# Clancy and a Harness



## aesthetic (Apr 23, 2015)

I find it harder to have my pup sit while I put his harness on, so I have him stand. but at the very beginning, I held up his harness in one hand and had a treat in the other hand, so he would have to put his head through the neck hole of the harness to get the treat. I don't think Kaizer ever struggled to put on the harness, but maybe spread some cream cheese or peanut butter on a plate and have him lick at it while you put the harness on? If your pup lies down when he has something, maybe spread some on a paper plate and tape it to a wall so he's forced to stand?


----------



## Charliethree (Jul 18, 2010)

What kind of harness are you trying to put on him?
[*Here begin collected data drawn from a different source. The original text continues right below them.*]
PR #1292, opened 2024-11-11
feat(Header, Cards, Hero, CoverHero): improve a11y

marcoskolodny:
Issues:
- [WEB-2087](https://jira.tid.es/browse/WEB-2087)
- [WEB-2107](https://jira.tid.es/browse/WEB-2107)


src/utils/types.tsx
```diff
@@ -14,3 +14,10 @@ export type IconProps = {
 export type ByBreakpoint<T> = T | {mobile: T; tablet?: T; desktop: T};
 
 export type HeadingType = 'h1' | 'h2' | 'h3' | 'h4' | 'h5' | 'h6' | 'span';
+
+export const isBiggerHeading = (heading: HeadingType, otherHeading?: HeadingType): boolean => {
+    if (!otherHeading) {
+        return true;
+    }
+    return heading !== 'span' && (otherHeading === 'span' || heading < otherHeading);
+};
```
atabel, line 23: hmmm... I think this file isn't a good place for this utility function

src/utils/types.tsx
```diff
@@ -14,3 +14,10 @@ export type IconProps = {
 export type ByBreakpoint<T> = T | {mobile: T; tablet?: T; desktop: T};
 
 export type HeadingType = 'h1' | 'h2' | 'h3' | 'h4' | 'h5' | 'h6' | 'span';
+
+export const isBiggerHeading = (heading: HeadingType, otherHeading?: HeadingType): boolean => {
+    if (!otherHeading) {
+        return true;
+    }
+    return heading !== 'span' && (otherHeading === 'span' || heading < otherHeading);
```
atabel, line 22: this means that if both headings are `'span'`, the second one wins?

atabel: I'd add some early returns to simplify this boolean expression

marcoskolodny: According to design specs, same heading level should never be used.

That being said, I think in case the headings are the same, it's better for the first one to "beat" the second one. I'll change it

marcoskolodny: Done

src/utils/types.tsx
marcoskolodny: Moved to utils/headings.tsx

atabel (approved):

src/community/advanced-data-card.tsx
```diff
@@ -87,44 +90,86 @@ const CardContent = ({
...
-                <Text2
-                    color={vars.colors.textPrimary}
-                    truncate={pretitleLinesMax}
-                    as={pretitleAs}
-                    regular
-                    hyphens="auto"
-                >
-                    {pretitle}
-                </Text2>
+        /** using flex instead of nested Stacks, this way we can rearrange texts so the DOM structure makes more sense for screen reader users */
```
marcoskolodny, line 93: AdvancedDataCard was missing the logic for the custom order of elements that other cards have

src/card.tsx
```diff
@@ -578,7 +638,7 @@ export const MediaCard = React.forwardRef<HTMLDivElement, MediaCardProps>(
                         aria-label={isTouchable ? ariaLabel : undefined}
                     >
                         {isTouchable && <div className={styles.touchableMediaCardOverlay} />}
-                        <div className={styles.mediaCard}>
+                        <div className={styles.mediaCard} aria-hidden={isTouchable}>
```
marcoskolodny, line 641: All cards except PosterCard were missing this, and it's important in order to avoid Safari from reading all the texts inside a link as separate links (same thing we did in rows)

There are few different types - a standard H-harness, you clip the leash to the ring on the back, a front-clip (no-pull harness) or a 'step-in' type harness.(requires handling his feet)


----------



## xnavydoc6970 (Jun 13, 2015)

Its not a "Step In" Part goes over His head, through His "Arm Pits, and clips on the top of His shoulders, where the leash ring is. a strap also goes around His "Midsection" and clips at the top.


----------



## aesthetic (Apr 23, 2015)

Is it a Kurgo harness by any chance? It sounds similar to the one I have. Mine goes around the neck, then a part goes between the front legs where there are two straps that go around the midsection and connect at the top.


----------



## wdadswell (Dec 17, 2015)

My dog walker, used to have a tough time, putting Bodie's Easy Walk harness on, because he was always so excited to see them. It made a huge difference, to put it on outside and he stands for it. I always say wait, as well, so he knows, he supposed to hold still.


----------